D.C., who was thirteen years old at the time of trial, was the government's third trial witness. By then, the jury had learned from the first two witnesses, an FBI case agent and Robin, that D.C. first disclosed sex abuse by Charboneau to her mother. But the district court had sustained hearsay objections to what D.C. had told these witnesses, explaining to the jury, "we should hear it from the witness experiencing it." At a sidebar conference before D.C. took the stand, the government asked the court to close the courtroom to the public during her testimony:
The courtroom was closed to the public during D.C.'s testimony. It was open for all other parts of the trial, including the testimony of J.B., who was thirteen when the sexual abuse occurred and twenty years old at trial. A transcript of D.C.'s testimony (with her name redacted) is publicly available.
The Sixth Amendment guarantees criminal defendants "the right to a speedy and public trial...." U.S. CONST. amend. VI. While the right to a public trial is not absolute, the overriding "presumption of openness" may not be lightly overcome. Waller v. Georgia, 467 U.S. 39, 45, 104 S.Ct. 2210, 81 L.Ed.2d 31 (1984). To justify closing a trial to the public, the party seeking closure must "advance an overriding interest that is likely to be prejudiced, the closure must be no broader than necessary to protect that interest, the trial court must consider reasonable alternatives to closing the proceeding, and it must make findings adequate to support the closure." Id. at 48, 104 S.Ct. 2210. Charboneau argues that the government's request and the district court's closure order violated each subpart of the inquiry required by Waller.

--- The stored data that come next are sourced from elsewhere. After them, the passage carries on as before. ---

PR #2746, opened 2022-09-14
fix: MsgBeginUnlocking bug

czarcas7ic:
Closes: #XXX

As discovered on the v12 integrator testnet, attempting a begin-unlock-by-id (MsgBeginUnlocking) results in an error. This is because we pass a nil Coins object to MsgBeginUnlocking when we unlock by id, and the newly added ValidateBasic requires a length of 1 (which would be used if we are unlocking a specific subset of the lock)

## Testing and Verifying

### DIFF
--- a/x/lockup/types/msgs.go
+++ b/x/lockup/types/msgs.go
@@ -111,8 +111,8 @@ func (m MsgBeginUnlocking) ValidateBasic() error {
 		return fmt.Errorf("invalid lockup ID, got %v", m.ID)
 	}
 
-	// only allow unlocks with a single denom or nil
-	if m.Coins.Len() > 1 {
+	// only allow unlocks with a single denom or empty
+	if m.Coins.Len() != 1 || !m.Coins.Empty() {
 		return fmt.Errorf("can only unlock one denom per lock ID, got %v", m.Coins)
 	}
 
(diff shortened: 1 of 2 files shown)


x/lockup/types/msgs.go
```diff
@@ -111,8 +111,8 @@ func (m MsgBeginUnlocking) ValidateBasic() error {
 		return fmt.Errorf("invalid lockup ID, got %v", m.ID)
 	}
 
-	// only allow unlocks with a single denom
-	if m.Coins.Len() != 1 {
+	// only allow unlocks with a single denom or empty
+	if m.Coins.Len() != 1 || !m.Coins.Empty() {
```
stackman27, line 115: Doesnot 'empty' just mean `coins.len() == 0`?

czarcas7ic: yep, I am still working on this because the next check is also incorrect

p0mvn (approved):

ValarDragon:
Err, I don't think we should have merged this yet.

I don't think this state break is quite right, how are we getting locks with 0 coins in them

ValarDragon:
Ah I see, good fix! Concerning we d9nt have tests at the message layer that would've caught this

PR #2749, opened 2022-09-15
chore: remove cdc from keepers; switch store get/set to osmoutils (post v12)

p0mvn:
Closes: #XXX

Removed `cdc` parameter from all Osmosis keepers but `x/gamm`. Instead, switched to using `osmoutils` helpers.

`x/gamm` is more complicated because it marshals pool interface. Planning to create a separate issue to investigate the possibility of interface marshaling in gamm.

## Testing and Verifying


czarcas7ic (approved):
Nice!

p0mvn:
I think this should be fine to backport after v12.0.0

czarcas7ic:
Agreed, should be back ported post v12.0.0 tag

mattverse (approved):
Good catch on not removing cdc from the gamm keeper! Yeah, unmarshalling and marshalling `any` types or other interfaces with proto not codec can cause problems (we should document this somewhere, can you add it to the gamm keeper caller why we are still using cdc?)

Otherwise lgtm!

ValarDragon:
Is MustGet state machine compatible for both code of the form
```
t := types.MyType{}
bz := store.Get(...)
if len(bz) == 0 {
    panic(t)
}
k.cdc.Unmarshal(bz, &t)
return t
```
and
```
t := types.MyType{}
bz := store.Get(...)
k.cdc.Unmarshal(bz, &t)
return t
```

ValarDragon:
Adding backport v11.x so we can get the state machine compatability check to quickly confirm correctness

ValarDragon:
re my compatability question, could not figure out the answer from the source code, we should write a test to check

p0mvn:
> re my compatability question, could not figure out the answer from the source code, we should write a test to check

Good catch. Seems that they aren't

`Unmarshal` - basically calls each proto's Unmarshal method
https://github.com/osmosis-labs/cosmos-sdk/blob/870132d311d162fdbe0e92fcc0a42ee3889afd0d/codec/proto_codec.go#L80-L90

I looked at this example:
https://github.com/osmosis-labs/osmosis/blob/0df6256350406b45a35dab4081f9ce89392c3b58/x/incentives/types/gauge.pb.go#L702

That does not seem to return an error if the input is empty. As a result, it does not panic.

p0mvn:
Can we merge this?

PR #2750, opened 2022-09-15
review(x/twap): minor post-review clean up (post v-12)

p0mvn:
Closes: #XXX

- Remove 2 redundant iterations from `GetAllUniqueDenomPairs`
- Obsolete comment in `updateRecords`
- Redundant casts in `MigrateExistingPools`
- Redundant allocation of `sentinelExistsValue` on every call

All changes are super minor. This is a drive-by change for best practices. None are state-breaking.

## Testing and Verifying

### DIFF
--- a/x/twap/types/utils.go
+++ b/x/twap/types/utils.go
@@ -11,8 +11,9 @@ import (
 var MaxSpotPrice = sdk.NewDec(2).Power(128).Sub(sdk.OneDec())
 
 // GetAllUniqueDenomPairs returns all unique pairs of denoms, where for every pair
-// (X, Y), X >= Y.
+// (X, Y), X > Y.
 // The pair (X,Y) should only appear once in the list
+// Panics if finds duplicate pairs.
 //
 // NOTE: Sorts the input denoms slice.
 func GetAllUniqueDenomPairs(denoms []string) ([]string, []string) {
--- a/x/twap/types/utils.go
+++ b/x/twap/types/utils.go
@@ -6,6 +6,8 @@ import (
 	"time"
 
 	sdk "github.com/cosmos/cosmos-sdk/types"
+
+	"github.com/osmosis-labs/osmosis/v12/osmoutils"
 )
 
 var MaxSpotPrice = sdk.NewDec(2).Power(128).Sub(sdk.OneDec())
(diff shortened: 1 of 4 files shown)


x/twap/types/utils.go
```diff
@@ -6,36 +6,35 @@ import (
...
-			panic("input had duplicated denom")
+	for i := 0; i < len(denoms); i++ {
+		for j := i + 1; j < len(denoms); j++ {
+			pairGT = append(pairGT, denoms[i])
+			pairLT = append(pairLT, denoms[j])
+
+			// sanity check
+			if pairGT[i] == pairLT[i] {
+				panic("input had duplicated denom")
+			}
```
mattverse, line 37: This check could be placed one step below(inside the first loop, not the second loop)

mattverse (approved):
Left a minor comment on the ordering, otherwise LGTM! The comments help alot

x/twap/types/utils.go
```diff
@@ -6,36 +6,35 @@ import (
...
+// Panics if finds duplicate pairs.
 //
 // NOTE: Sorts the input denoms slice.
 func GetAllUniqueDenomPairs(denoms []string) ([]string, []string) {
 	// get denoms in descending order
-	sort.Strings(denoms)
-	reverseDenoms := osmoutils.ReverseSlice(denoms)
+	sort.Slice(denoms, func(i, j int) bool {
+		return denoms[i] > denoms[j]
+	})
```
ValarDragon, line 23: Don't really get why we changed this / don't think its worth doing. I'd take the prior easier to read situation, this is really not relevant for performance

ValarDragon (approved):

x/twap/types/utils.go
ValarDragon: https://github.com/osmosis-labs/osmosis/pull/2765/files

Seems like the preferrable approach for this fn, perhaps we merge this, and then that one?

ValarDragon: So what we should do if we care about performance is use the normal sort, then reverse indices for GT and LT

p0mvn: I think we can instead merge #2765

Then, merge `main` into this PR. That would allow us to use `sort.Strings` here.

However, I'm not feeling strongly about this change and can revert it if you don't like. The performance benefit here is negligible since there are never many denoms

PR #2759, opened 2022-09-15
Revert "Commit timeout (#2057)"

czarcas7ic:
This reverts commit 701b391044da52e67c673f1a5f1304b98bfaa1f0.

Closes: #XXX

The PR from #2057 reduced time timeout to two seconds for all nodes, regardless of config settings. After discussion, we decided this is not desirable. I did leave the change to init.go so that any future nodes initialized will default to 2 (but can overwrite via their config file)

## Testing and Verifying

### DIFF
--- a/CHANGELOG.md
+++ b/CHANGELOG.md
@@ -98,7 +98,6 @@ which acts as a fuzz testing tool tailored for the SDK state machine.
 ### Features
 
 * [#2387](https://github.com/osmosis-labs/osmosis/pull/2387) Upgrade to IBC v3.2.0, which allows for sending/receiving IBC tokens with slashes.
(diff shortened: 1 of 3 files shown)


faddat:
Interesting!

What's the thought here?

czarcas7ic:
Hey @faddat, sorry this was a last minute change from a discussion this morning. The change in its previous form would force all validators to run with the 2 seconds timeout. We instead thought it would be best to simply set the default to 2, and allow validators to change this at their desire.

ValarDragon:
yeah this should have been default config only.

ValarDragon (approved):

p0mvn (approved):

Charboneau did not raise these issues at trial. Indeed, trial counsel did not clearly object to closing the courtroom, probably because the § 3509(e) issue of psychological harm raised by the government's motion exactly fit the defense strategy of persuading the jury that D.C.'s mother had pressured D.C. to falsely accuse Charboneau of sex abuse in order to further Robin's "hidden agendas." More importantly for purposes of this appeal, Charboneau did not raise a public trial issue on direct appeal, meaning this § 2255 claim was procedurally defaulted. See Becht v. United States, 403 F.3d 541, 545 (8th Cir.2005), cert. denied, 546 U.S. 1177, 126 S.Ct. 1346, 164 L.Ed.2d 59 (2006). Because Charboneau asserts no claim of actual innocence, he must demonstrate cause and prejudice to excuse his procedural default. "Ineffective assistance of appellate counsel may constitute cause and prejudice to overcome a procedural default." Id. To establish ineffective assistance, Charboneau must show that appellate counsel's performance was constitutionally deficient and that he was prejudiced by that deficiency. See Strickland v. Washington, 466 U.S. 668, 687, 104 S.Ct. 2052, 80 L.Ed.2d 674 (1984). We review the ultimate issue of ineffective assistance de novo. Close v. United States, 679 F.3d 714, 716 (8th Cir.2012).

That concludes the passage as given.